Work instructions: All entries should be printed precisely as written.

Stored items

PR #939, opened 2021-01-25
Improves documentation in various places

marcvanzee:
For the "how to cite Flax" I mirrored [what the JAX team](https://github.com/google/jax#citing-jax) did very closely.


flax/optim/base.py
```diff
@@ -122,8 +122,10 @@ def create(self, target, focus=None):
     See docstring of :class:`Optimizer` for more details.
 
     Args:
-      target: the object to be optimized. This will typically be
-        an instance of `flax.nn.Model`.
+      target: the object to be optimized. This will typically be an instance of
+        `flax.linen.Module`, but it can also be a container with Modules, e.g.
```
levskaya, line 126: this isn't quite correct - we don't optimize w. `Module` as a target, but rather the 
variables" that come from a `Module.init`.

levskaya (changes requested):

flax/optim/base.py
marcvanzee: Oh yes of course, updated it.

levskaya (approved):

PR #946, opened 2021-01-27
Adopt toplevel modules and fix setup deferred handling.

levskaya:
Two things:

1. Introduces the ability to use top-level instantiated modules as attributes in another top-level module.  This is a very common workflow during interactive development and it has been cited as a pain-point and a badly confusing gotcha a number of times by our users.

Your response:
PR #939, opened 2021-01-25
Improves documentation in various places

marcvanzee:
For the "how to cite Flax" I mirrored [what the JAX team](https://github.com/google/jax#citing-jax) did very closely.


flax/optim/base.py
```diff
@@ -122,8 +122,10 @@ def create(self, target, focus=None):
     See docstring of :class:`Optimizer` for more details.
 
     Args:
-      target: the object to be optimized. This will typically be
-        an instance of `flax.nn.Model`.
+      target: the object to be optimized. This will typically be an instance of
+        `flax.linen.Module`, but it can also be a container with Modules, e.g.
```
levskaya, line 126: this isn't quite correct - we don't optimize w. `Module` as a target, but rather the 
variables" that come from a `Module.init`.

levskaya (changes requested):

flax/optim/base.py
marcvanzee: Oh yes of course, updated it.

levskaya (approved):

PR #946, opened 2021-01-27
Adopt toplevel modules and fix setup deferred handling.

levskaya:
Two things:

1. Introduces the ability to use top-level instantiated modules as attributes in another top-level module.  This is a very common workflow during interactive development and it has been cited as a pain-point and a badly confusing gotcha a number of times by our users.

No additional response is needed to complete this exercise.